Collected data
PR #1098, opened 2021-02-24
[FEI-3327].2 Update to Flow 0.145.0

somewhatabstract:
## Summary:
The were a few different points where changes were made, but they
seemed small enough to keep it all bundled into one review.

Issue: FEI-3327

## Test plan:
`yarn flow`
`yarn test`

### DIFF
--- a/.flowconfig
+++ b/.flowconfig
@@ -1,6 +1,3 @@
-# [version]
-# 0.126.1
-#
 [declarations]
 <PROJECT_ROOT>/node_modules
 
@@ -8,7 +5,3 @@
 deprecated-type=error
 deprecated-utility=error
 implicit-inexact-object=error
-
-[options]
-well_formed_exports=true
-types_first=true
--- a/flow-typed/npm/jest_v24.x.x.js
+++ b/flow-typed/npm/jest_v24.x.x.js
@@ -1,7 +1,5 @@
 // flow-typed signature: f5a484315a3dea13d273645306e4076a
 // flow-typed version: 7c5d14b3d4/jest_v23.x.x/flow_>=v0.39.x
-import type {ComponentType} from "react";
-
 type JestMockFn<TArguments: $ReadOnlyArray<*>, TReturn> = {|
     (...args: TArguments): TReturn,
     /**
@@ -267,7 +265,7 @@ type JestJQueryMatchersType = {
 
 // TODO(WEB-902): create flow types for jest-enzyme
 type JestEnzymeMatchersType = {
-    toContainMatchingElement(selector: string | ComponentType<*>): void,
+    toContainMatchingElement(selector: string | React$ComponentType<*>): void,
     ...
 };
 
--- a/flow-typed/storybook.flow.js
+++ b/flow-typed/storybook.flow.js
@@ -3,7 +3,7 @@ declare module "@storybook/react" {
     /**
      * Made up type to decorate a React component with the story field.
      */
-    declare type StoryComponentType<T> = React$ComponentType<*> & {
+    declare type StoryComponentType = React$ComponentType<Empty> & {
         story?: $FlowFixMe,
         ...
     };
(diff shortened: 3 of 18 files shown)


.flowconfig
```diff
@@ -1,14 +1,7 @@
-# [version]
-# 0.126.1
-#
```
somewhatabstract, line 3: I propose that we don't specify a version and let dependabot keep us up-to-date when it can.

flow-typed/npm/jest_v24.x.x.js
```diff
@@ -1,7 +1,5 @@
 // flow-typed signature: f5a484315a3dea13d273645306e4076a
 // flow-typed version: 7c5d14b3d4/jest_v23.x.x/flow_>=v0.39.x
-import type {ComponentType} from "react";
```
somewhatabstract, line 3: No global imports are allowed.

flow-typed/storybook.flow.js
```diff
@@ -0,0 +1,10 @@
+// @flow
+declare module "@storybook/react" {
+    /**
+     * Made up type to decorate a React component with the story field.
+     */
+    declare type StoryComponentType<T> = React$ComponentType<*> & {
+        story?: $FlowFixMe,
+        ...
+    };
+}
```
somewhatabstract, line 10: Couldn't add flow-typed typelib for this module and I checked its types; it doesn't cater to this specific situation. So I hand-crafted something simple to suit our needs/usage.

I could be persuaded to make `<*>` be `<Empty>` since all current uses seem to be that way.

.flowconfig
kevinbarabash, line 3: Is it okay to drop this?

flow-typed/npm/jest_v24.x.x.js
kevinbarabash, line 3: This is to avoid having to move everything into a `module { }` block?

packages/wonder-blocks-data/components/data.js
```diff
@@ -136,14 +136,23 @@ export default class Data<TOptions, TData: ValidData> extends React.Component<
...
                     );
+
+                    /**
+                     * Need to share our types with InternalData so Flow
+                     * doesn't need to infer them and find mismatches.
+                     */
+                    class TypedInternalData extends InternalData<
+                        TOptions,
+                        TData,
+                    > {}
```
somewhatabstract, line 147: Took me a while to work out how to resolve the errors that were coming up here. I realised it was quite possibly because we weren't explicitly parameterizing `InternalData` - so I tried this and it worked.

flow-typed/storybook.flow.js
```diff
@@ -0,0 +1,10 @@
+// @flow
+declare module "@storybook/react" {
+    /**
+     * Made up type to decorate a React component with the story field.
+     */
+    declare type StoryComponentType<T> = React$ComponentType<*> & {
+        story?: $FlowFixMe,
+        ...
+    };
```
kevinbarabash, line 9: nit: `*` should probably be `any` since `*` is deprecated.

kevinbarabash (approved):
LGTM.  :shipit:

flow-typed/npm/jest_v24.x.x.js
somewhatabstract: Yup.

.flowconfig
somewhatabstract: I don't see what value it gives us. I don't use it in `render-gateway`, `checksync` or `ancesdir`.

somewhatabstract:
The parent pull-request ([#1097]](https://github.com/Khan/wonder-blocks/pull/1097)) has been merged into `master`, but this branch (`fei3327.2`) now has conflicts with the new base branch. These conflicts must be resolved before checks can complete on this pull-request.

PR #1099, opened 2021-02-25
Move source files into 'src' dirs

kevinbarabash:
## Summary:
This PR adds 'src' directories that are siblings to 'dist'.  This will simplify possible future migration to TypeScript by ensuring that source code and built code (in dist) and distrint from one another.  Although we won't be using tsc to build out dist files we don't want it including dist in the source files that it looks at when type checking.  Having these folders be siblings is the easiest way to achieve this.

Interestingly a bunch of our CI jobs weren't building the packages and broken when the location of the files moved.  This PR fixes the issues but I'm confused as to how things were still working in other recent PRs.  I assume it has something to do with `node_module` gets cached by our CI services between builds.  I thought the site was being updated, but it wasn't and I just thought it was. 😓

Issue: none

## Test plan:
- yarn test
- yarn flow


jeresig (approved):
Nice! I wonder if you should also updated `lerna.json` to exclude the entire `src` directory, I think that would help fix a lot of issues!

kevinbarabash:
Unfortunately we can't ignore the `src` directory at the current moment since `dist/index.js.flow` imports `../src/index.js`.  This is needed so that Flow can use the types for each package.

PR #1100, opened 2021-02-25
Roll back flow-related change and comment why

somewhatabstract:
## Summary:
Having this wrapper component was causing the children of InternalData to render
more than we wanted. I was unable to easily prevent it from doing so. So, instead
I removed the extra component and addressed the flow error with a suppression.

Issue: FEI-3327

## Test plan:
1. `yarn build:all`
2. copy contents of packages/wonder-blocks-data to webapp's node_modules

==

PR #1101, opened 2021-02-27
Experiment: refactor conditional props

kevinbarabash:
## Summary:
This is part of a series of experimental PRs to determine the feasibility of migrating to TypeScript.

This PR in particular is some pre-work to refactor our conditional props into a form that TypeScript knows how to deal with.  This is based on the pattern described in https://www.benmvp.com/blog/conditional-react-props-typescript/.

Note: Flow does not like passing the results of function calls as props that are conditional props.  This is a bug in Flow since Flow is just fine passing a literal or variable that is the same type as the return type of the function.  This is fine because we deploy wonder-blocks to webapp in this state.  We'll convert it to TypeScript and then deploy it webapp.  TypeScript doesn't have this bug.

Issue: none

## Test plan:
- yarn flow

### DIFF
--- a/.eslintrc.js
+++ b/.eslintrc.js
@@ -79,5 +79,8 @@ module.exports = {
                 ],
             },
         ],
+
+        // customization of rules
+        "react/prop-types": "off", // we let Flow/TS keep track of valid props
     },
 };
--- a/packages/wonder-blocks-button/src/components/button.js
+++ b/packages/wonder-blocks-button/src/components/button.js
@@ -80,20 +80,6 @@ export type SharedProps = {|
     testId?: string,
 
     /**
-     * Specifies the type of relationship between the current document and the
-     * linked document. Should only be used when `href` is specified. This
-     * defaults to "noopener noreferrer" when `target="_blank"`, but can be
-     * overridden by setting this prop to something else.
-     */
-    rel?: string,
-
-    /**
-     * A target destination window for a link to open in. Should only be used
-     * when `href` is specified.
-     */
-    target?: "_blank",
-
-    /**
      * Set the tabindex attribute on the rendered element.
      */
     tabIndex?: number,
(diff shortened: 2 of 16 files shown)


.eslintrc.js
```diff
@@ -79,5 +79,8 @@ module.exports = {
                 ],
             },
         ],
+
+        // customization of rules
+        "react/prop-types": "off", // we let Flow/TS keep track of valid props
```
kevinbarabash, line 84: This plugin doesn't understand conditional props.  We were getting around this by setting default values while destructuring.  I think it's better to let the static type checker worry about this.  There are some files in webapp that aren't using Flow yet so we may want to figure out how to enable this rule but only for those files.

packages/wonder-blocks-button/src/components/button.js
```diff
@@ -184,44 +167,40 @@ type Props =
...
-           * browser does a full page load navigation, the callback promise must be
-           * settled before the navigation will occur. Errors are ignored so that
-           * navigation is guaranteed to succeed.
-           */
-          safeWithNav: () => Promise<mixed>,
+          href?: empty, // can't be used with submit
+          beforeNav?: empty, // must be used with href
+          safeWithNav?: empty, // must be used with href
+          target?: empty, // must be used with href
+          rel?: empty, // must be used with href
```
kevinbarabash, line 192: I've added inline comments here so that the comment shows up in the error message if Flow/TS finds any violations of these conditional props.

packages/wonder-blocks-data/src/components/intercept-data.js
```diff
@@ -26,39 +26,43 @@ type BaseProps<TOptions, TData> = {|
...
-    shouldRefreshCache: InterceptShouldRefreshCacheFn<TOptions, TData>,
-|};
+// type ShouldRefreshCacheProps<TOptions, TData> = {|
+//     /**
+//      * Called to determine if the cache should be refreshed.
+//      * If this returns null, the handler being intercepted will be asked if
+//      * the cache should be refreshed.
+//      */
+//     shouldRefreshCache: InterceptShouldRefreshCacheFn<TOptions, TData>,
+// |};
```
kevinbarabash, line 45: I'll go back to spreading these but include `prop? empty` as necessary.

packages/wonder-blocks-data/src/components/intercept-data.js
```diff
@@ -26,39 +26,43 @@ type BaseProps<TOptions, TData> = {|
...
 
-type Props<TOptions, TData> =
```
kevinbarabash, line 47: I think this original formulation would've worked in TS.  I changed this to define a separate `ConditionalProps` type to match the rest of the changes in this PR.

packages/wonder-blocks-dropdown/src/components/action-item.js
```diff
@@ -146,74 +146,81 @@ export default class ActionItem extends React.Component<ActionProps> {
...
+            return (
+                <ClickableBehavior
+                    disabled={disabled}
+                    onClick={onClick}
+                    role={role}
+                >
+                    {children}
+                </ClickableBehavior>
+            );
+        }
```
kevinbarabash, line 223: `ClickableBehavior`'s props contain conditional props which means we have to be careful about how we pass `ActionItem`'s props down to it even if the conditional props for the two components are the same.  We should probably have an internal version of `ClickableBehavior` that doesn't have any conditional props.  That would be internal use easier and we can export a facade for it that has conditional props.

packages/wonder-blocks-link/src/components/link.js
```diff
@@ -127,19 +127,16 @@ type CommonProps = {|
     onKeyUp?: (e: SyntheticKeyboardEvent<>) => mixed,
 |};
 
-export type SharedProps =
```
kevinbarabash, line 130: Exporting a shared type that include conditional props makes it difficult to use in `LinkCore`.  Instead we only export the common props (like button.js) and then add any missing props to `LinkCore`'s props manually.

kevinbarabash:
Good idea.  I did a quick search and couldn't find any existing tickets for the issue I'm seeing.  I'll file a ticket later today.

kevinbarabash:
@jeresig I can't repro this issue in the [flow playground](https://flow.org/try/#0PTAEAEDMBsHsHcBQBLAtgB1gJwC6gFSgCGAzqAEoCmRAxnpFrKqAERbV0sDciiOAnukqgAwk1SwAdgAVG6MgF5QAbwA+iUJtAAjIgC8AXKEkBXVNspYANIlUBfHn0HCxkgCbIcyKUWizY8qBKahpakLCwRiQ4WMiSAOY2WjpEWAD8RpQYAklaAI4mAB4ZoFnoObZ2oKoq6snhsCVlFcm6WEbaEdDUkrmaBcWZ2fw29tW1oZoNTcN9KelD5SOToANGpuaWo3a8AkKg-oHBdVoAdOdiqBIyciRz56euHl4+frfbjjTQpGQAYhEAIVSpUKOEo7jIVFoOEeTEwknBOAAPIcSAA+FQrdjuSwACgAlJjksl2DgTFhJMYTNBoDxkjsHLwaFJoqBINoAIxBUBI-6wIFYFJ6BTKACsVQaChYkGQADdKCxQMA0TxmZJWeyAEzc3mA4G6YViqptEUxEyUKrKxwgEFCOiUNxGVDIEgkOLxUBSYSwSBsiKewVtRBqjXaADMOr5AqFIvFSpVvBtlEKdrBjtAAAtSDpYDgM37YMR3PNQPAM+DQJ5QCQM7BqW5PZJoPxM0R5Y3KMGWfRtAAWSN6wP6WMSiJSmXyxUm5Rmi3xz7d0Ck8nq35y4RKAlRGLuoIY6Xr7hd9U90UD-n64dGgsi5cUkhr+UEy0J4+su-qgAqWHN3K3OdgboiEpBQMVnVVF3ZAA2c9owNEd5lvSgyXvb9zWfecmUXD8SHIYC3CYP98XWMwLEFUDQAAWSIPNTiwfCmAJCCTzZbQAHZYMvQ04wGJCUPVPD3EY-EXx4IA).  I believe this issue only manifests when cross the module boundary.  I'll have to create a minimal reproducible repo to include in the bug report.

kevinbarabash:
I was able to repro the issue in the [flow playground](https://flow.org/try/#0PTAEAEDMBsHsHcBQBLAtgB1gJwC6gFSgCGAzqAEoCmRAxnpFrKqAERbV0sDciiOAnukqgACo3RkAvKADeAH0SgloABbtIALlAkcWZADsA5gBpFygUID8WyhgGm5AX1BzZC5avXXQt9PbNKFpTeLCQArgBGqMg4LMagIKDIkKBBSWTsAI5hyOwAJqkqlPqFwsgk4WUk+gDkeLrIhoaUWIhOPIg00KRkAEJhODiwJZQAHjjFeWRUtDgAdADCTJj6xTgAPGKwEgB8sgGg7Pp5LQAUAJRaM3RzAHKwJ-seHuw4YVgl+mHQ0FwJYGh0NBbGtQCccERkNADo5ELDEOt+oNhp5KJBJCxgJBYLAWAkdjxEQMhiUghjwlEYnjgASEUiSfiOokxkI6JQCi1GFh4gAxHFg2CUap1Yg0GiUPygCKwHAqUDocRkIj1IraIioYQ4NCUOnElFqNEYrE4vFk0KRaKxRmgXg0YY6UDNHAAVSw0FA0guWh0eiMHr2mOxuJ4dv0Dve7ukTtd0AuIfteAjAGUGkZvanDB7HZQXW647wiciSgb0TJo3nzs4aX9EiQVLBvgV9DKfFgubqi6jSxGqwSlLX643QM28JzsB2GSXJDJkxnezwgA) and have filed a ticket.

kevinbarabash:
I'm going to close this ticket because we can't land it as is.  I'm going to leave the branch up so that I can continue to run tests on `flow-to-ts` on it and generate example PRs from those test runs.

WORK INSTRUCTION - Pull every line that holds the string "mixed" out of the records.

ANSWER TO THIS TASK -
-          safeWithNav: () => Promise<mixed>,
     onKeyUp?: (e: SyntheticKeyboardEvent<>) => mixed,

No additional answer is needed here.